_Records supplied:_
_ _ _ _

PR #6507, opened 2026-04-20
fix(editor): Add loading state for offline/online chip

DafyddLlyr:
## What does this PR do?
Small UI fix for something which has bugged me for a while...! This chip flashes in incompletely currently before the status is fetched. Video below (scrubbing forwards and backwards over the loading) to demonstrate this - 

https://github.com/user-attachments/assets/43c9e958-1e46-4f65-a32b-9e0682325927

This PR just ensures the chip only renders when we have all the required data.

_TODO: add video when pizza is up_


jessicamcinchak (approved):
Nice !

_ _ _ _

_Task brief:_
Once the listing above has been read, restate it exactly.

_Reply to the task:_
PR #6507, opened 2026-04-20
fix(editor): Add loading state for offline/online chip

DafyddLlyr:
## What does this PR do?
Small UI fix for something which has bugged me for a while...! This chip flashes in incompletely currently before the status is fetched. Video below (scrubbing forwards and backwards over the loading) to demonstrate this - 

https://github.com/user-attachments/assets/43c9e958-1e46-4f65-a32b-9e0682325927

This PR just ensures the chip only renders when we have all the required data.

_TODO: add video when pizza is up_


jessicamcinchak (approved):
Nice !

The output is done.